■ TASK MATERIAL ■
PR #427, opened 2022-10-07
Audit DocumentVerificationProvider

banterCZ:
Issue #352

### DIFF
--- a/enrollment-server-onboarding/src/main/java/com/wultra/app/onboardingserver/impl/service/document/DocumentProcessingService.java
+++ b/enrollment-server-onboarding/src/main/java/com/wultra/app/onboardingserver/impl/service/document/DocumentProcessingService.java
@@ -202,6 +202,8 @@ public class DocumentProcessingService {
         DocumentSubmitResult docSubmitResult;
         try {
             docsSubmitResults = documentVerificationProvider.checkDocumentUpload(ownerId, docVerification);
+            final IdentityVerificationEntity identityVerification = documentResultEntity.getDocumentVerification().getIdentityVerification();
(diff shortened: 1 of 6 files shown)


enrollment-server-onboarding/src/main/java/com/wultra/app/onboardingserver/impl/service/document/DocumentProcessingService.java
```diff
@@ -202,6 +202,8 @@ public void checkDocumentSubmitWithProvider(OwnerId ownerId, DocumentResultEntit
         DocumentSubmitResult docSubmitResult;
         try {
             docsSubmitResults = documentVerificationProvider.checkDocumentUpload(ownerId, docVerification);
+            final IdentityVerificationEntity identityVerification = documentResultEntity.getDocumentVerification().getIdentityVerification();
+            auditService.auditDocumentVerificationProvider(identityVerification, "Check document upload for user: {}", ownerId.getUserId());
```
banterCZ, line 206: This was tough architecture decision, but at the end, I believe that abstraction level is correct. Auditing should be done where the provider interface is called. Auditing must be same for whatever implementation, not only _ZenId_. Of course, we may improve logging in `ZenidDocumentVerificationProvider` or `ZenidRestApiService`, but if some details are important for, they should be propagated higher. Similar to #426

romanstrobl: Agree.

romanstrobl (approved):
Looks good.

PR #429, opened 2022-10-10
Fix #428: Remove explicit lombok version

### LINKED ISSUE #428: Remove explicit lombok version

banterCZ:


pom.xml
```diff
@@ -146,7 +146,6 @@
         <dependency>
             <groupId>org.projectlombok</groupId>
             <artifactId>lombok</artifactId>
-            <version>1.18.24</version>
```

■ TASK INSTRUCTIONS ■
Which lines above carry the string "version"? Copy those lines.

■ OUTPUT FOR THIS TASK ■
Fix #428: Remove explicit lombok version
### LINKED ISSUE #428: Remove explicit lombok version
-            <version>1.18.24</version>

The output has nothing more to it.